I dug into features validation, see:
- the OpenAPI spec: https://github.com/huggingface/datasets-server/blob/main/chart/static-files/openapi.json#L460-L697
- the node.js code: https://github.com/huggingface/moon-landing/blob/upgrade-datasets-server-client/server/lib/datasets/FeatureType.ts
We can change this to default I think or something else
I created https://github.com/huggingface/datasets/issues/4902 to discuss that
Note also that the default config is not named
default
, afaiu, but create from the repo name
in case of single-config you can even hide the config name from the UI IMO
I dug into features validation, see: the OpenAPI spec
in moon-landing we use Joi to validate metadata so we would need to generate from Joi code from the OpenAPI spec (or from somewhere else) but I guess that's doable – or just rewrite it manually, as it won't change often
I remember there was an ongoing discussion on this topic:
- #3507
I recall some of the concerns raised on that discussion:
- @lhoestq: Tensorflow Datasets catalog includes a community catalog where you can find and use HF datasets. They are using the exported dataset_infos.json files from github to get the metadata: #3507 (comment)

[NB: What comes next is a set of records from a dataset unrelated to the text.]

PR #6691, opened 2023-04-20
feat(search): Make it better

evanpurkhiser:
- Search now supports keyboard navigation

   This is lifted from [my own project][0]
 - Search now uses gatsby's smart <Link /> and navigate function, so search will now correctly work in dev
 - Auto focus on the index page
 - General code cleanup

[0]: https://github.com/evanpurkhiser/waitress/blob/main/components/useKeyboardNavigate.tsx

- @severo: #3507 (comment)
- the metadata header might be very long, before reaching the start of the README/dataset card.
- It also somewhat prevents including large strings like the checksums
- two concepts are mixed in the same file (metadata and documentation). This means that if you're interested only in one of them, you still have to know how to parse the whole file.

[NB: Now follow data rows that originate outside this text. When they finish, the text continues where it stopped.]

Issue #9284, opened 2024-02-29
Usage of `captureMessage` unclear


johanbook:
### Steps to Reproduce

On page https://docs.sentry.io/platforms/javascript/usage/ the API of `captureMessage` is documented, but however, I cannot find the docs of what the method actually does and where these messages show up in Sentry.

### Expected Result

There to be docs on what method does.

### Actual Result

There is no docs on it (as far as I can find)

lforst:
@lizokm This is fair feedback but it is the same for all SDKs. Can we track this more globally?

lizokm:
@lforst  Yup! I'll add this to my backlog.

PR #11258, opened 2024-09-06
feat: Add docs about what `captureMessage` does

mydea:
This PR updates the SDK usage docs for `captureMessage` to make it clear that those also show up in your issue stream.

Not sure if that is the best wording, but IMHO it should at least give a basic understanding, I guess...?

Closes https://github.com/getsentry/sentry-docs/issues/9284


lforst (approved):

docs/platforms/android/usage/index.mdx
```diff
@@ -29,4 +29,6 @@ While capturing an event, you can also record the breadcrumbs that lead up to th
 
 Another common operation is to capture a bare message. A message is textual information that should be sent to Sentry. Typically, our SDKs don't automatically capture messages, but you can capture them manually.
 
+Messages also show up in your issue stream.
```
vivianyentran, line 32: I think this could be clearer. Where in the issue stream does it show up? Is it accurate to say something like:

 ```suggestion
When captured, messages are used as the issue name in the issue stream. Messages are also displayed under "Message" in the Issue Details page. To search and filter issues by messages, use the [`message`](/concepts/search/searchable-properties/issues/#message) property. 
```

Comment (mydea) [reply docs/platforms/android/usage/index.mdx:32]: Hmm, I don't know, this feels like more details than we have for the capture exception case above? 🤔 

IMHO this:

>  Messages are also displayed under "Message" in the Issue Details page.

sounds a bit redundant to me (we also don't explain that exceptions show up under exception etc, do we?) 🤔 

What about something like this instead, somewhere in the middle:

```suggestion
When captured, messages show up in your issue stream and use the message as the issue name.
```

vivianyentran: What about making it even simpler and just saying this:
```suggestion
When captured, messages show up as the issue name.
```

mydea: I think this misses the key point I wanted to add here (based on the linked issue) that is, what happens with messages at all? 🤔 

What about:

```suggestion
Messages show up as issues on your issue stream, with their message as the issue name.
```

- @severo: the future "datasets server" could be in charge of generating the dataset-info.json file: #3507 (comment)
Thanks for bringing these points up !
@lhoestq: Tensorflow Datasets catalog includes a community catalog where you can find and use HF datasets. They are using the exported dataset_infos.json files from github to get the metadata: https://github.com/huggingface/datasets/issues/3507#issuecomment-1056997627
The TFDS implementation is not super advanced, so it's ok IMO as long as we don't break all the dataset scripts. Note that users can still use to_tf_dataset
.
We had a chance to discuss the two nexts points with @julien-c as well:
@severo: https://github.com/huggingface/datasets/issues/3507#issuecomment-1042779776 the metadata header might be very long, before reaching the start of the README/dataset card.
If we don't add the checksums we should be fine. We can also set a maximum number of supported configs in the README to keep it readable.
@severo: the future "datasets server" could be in charge of generating the dataset-info.json file: https://github.com/huggingface/datasets/issues/3507#issuecomment-1033752157
I guess the "HF Hub actions" could open PRs to do the same in the YAML directly
Thanks for linking that similar discussion for context, @albertvillanova!